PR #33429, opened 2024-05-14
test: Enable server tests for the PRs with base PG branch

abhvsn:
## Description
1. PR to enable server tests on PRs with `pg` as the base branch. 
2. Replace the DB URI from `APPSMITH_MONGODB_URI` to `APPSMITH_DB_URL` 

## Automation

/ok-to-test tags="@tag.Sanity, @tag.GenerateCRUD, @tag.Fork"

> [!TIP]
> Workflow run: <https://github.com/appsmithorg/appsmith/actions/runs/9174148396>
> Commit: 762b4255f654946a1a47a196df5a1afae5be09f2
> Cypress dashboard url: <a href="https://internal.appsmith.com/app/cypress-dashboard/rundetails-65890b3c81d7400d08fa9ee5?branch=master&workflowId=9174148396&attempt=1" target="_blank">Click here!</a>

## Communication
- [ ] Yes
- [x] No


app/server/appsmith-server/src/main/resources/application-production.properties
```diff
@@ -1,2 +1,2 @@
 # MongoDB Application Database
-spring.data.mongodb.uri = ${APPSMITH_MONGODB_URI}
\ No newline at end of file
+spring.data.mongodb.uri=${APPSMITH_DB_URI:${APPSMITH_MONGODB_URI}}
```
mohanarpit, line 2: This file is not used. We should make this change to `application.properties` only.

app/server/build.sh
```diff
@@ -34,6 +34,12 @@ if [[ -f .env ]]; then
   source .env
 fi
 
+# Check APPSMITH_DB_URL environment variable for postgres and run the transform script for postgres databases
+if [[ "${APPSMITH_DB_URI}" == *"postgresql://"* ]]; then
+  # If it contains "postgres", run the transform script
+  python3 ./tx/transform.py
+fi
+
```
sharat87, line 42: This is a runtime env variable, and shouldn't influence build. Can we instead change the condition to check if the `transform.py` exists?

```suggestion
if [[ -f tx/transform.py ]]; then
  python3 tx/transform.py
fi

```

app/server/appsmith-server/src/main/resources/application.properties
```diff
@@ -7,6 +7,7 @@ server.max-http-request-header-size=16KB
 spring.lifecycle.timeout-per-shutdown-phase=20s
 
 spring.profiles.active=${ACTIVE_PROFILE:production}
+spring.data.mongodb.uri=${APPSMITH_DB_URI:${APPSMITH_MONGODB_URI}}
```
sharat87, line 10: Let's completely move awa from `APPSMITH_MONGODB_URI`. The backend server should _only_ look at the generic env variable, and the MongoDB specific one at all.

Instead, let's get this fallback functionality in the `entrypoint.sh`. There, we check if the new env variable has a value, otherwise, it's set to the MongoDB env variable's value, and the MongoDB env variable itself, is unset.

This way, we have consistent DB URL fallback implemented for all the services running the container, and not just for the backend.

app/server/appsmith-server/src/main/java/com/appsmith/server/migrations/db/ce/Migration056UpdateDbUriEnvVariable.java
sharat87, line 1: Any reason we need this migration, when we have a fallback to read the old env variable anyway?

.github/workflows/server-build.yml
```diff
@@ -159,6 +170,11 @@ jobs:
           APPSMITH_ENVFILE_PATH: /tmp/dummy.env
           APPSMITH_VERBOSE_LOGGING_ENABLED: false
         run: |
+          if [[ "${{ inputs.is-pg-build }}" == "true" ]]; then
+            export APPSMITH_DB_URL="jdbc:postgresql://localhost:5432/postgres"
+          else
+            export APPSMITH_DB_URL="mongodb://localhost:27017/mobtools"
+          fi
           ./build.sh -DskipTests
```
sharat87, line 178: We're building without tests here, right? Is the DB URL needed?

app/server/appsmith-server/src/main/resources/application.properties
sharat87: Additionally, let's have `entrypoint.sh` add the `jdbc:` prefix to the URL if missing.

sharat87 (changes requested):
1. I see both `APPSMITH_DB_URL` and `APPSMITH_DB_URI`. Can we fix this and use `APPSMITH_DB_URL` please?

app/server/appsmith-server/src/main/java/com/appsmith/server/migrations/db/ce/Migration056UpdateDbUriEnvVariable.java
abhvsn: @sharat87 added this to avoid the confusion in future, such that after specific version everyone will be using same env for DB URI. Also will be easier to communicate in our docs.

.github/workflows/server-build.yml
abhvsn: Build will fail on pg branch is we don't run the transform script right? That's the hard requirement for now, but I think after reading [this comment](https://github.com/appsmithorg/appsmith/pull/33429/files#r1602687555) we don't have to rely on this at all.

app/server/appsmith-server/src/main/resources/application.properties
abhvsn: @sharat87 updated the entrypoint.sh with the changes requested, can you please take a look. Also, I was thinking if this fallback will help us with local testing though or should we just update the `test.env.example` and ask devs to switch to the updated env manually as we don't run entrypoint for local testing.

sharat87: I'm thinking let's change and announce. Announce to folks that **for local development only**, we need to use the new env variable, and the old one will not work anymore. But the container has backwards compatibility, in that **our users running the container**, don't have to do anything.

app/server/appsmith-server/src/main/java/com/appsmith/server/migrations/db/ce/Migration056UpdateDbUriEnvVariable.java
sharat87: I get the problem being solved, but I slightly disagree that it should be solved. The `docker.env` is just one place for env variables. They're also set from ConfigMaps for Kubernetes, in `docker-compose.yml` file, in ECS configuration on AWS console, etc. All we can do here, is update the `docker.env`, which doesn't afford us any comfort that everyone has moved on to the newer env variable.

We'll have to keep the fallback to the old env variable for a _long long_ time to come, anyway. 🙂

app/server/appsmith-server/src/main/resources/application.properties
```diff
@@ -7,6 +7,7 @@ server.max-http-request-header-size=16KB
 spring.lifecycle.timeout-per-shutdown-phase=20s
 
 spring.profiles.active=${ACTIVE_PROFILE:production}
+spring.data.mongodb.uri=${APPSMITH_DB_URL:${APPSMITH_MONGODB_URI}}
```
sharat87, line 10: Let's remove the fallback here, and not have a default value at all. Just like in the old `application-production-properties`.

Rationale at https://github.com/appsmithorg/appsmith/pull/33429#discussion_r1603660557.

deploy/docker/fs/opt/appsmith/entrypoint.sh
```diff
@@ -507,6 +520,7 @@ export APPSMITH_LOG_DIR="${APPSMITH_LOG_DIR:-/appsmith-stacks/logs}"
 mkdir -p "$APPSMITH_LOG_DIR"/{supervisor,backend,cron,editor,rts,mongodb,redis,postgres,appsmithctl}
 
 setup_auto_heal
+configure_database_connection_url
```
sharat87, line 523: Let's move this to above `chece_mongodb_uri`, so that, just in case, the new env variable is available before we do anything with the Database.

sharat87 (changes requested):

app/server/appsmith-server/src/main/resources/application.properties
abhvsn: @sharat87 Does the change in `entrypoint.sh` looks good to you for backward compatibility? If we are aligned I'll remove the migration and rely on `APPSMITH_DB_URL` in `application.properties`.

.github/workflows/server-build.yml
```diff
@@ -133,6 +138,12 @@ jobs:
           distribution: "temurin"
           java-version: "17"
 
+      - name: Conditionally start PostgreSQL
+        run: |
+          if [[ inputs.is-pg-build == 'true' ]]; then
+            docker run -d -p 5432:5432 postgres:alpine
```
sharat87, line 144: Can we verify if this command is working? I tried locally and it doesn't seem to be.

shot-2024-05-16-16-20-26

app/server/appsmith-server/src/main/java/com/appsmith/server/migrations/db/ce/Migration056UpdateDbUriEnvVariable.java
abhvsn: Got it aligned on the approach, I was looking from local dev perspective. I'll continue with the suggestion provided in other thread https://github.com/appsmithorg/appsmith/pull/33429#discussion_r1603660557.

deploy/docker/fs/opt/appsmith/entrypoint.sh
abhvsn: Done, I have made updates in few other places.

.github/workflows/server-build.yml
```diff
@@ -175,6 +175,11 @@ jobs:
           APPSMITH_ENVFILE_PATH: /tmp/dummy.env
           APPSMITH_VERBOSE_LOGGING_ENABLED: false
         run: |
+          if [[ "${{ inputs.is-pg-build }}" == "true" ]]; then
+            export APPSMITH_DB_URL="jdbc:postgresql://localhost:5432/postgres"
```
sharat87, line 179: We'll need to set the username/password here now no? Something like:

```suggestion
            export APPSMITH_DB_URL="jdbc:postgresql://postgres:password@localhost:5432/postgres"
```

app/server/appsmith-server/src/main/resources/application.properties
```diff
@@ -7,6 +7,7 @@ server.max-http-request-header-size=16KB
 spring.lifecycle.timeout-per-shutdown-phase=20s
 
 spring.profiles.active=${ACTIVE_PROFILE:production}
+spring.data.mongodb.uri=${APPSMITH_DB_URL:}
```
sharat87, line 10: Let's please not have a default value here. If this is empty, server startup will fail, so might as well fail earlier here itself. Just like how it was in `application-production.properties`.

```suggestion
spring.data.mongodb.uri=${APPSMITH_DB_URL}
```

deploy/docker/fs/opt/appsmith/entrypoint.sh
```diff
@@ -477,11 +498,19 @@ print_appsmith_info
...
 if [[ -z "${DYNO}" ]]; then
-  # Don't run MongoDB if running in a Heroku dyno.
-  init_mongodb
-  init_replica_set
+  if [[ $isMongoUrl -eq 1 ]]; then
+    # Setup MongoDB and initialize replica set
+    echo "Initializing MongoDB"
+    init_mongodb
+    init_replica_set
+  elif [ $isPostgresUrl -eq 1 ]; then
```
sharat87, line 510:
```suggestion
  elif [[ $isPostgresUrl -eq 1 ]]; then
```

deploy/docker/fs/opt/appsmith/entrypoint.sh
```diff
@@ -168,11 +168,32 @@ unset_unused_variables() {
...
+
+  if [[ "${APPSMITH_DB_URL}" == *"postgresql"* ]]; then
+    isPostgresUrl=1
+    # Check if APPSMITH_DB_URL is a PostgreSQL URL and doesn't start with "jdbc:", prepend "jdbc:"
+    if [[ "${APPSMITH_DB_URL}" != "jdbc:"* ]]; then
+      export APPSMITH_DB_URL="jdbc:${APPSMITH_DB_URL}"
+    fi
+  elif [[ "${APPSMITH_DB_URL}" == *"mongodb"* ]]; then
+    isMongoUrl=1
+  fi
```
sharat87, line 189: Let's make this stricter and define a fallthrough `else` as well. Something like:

---

### [What to produce]
Go through the material and report each line that holds the string "jobs".

### [Response to the task]
@@ -159,6 +170,11 @@ jobs:
@@ -133,6 +138,12 @@ jobs:
@@ -175,6 +175,11 @@ jobs:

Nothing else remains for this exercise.